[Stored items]
PR #1409, opened 2018-09-19
Remove theme related copypaste in grid and scheduler

DmitryBogomolov:


packages/dx-react-grid/src/plugins/table-column-reordering.jsx
```diff
@@ -25,7 +27,7 @@ const tableHeaderRowsComputed = (
   { tableHeaderRows },
 ) => tableHeaderRowsWithReordering(tableHeaderRows);
 
-export class TableColumnReordering extends React.PureComponent {
+class RawTableColumnReordering extends React.PureComponent {
```
MaximKudriavtsev: You create `GroupingPanelRaw` and `RawTableColumnReordering` names. Can we keep one style for naming `Raw` components. I think that postfix is better.

DmitryBogomolov: Fixed.

PR #1419, opened 2018-09-21
chore(react-scheduler): add the EditingState plugin

MaximKudriavtsev:


packages/dx-scheduler-core/src/plugins/editing-state/computeds.js
```diff
@@ -0,0 +1,14 @@
+export const addedAppointmentById = addedAppointment => addedAppointment;
+
+export const changedAppointmentById = (changes, appointmentId) => { // !
```
SergeyAlexeev: Is it a required comment?

MaximKudriavtsev: No

packages/dx-scheduler-core/src/plugins/editing-state/reducers.js
```diff
@@ -0,0 +1,23 @@
...
+
+export const startEditAppointment = (prevEditingAppointmentId, { appointmentId }) => appointmentId;
+
+export const stopEditAppointment = () => null;
+
+export const changeAppointment = (
+  addedAppointment, { change },
+) => ({ ...addedAppointment, ...change });
+
+export const cancelChanges = () => ({});
```
SergeyAlexeev: Why do we sometimes return an empty object and sometimes null?

MaximKudriavtsev: Because sometimes default value for an object's property is `{}` and sometimes default value for a number's property is `null`.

Problem to work on:
Which lines above hold the word "SergeyAlexeev"? Copy each of them.

Worked solution:
SergeyAlexeev: Is it a required comment?
SergeyAlexeev: Why do we sometimes return an empty object and sometimes null?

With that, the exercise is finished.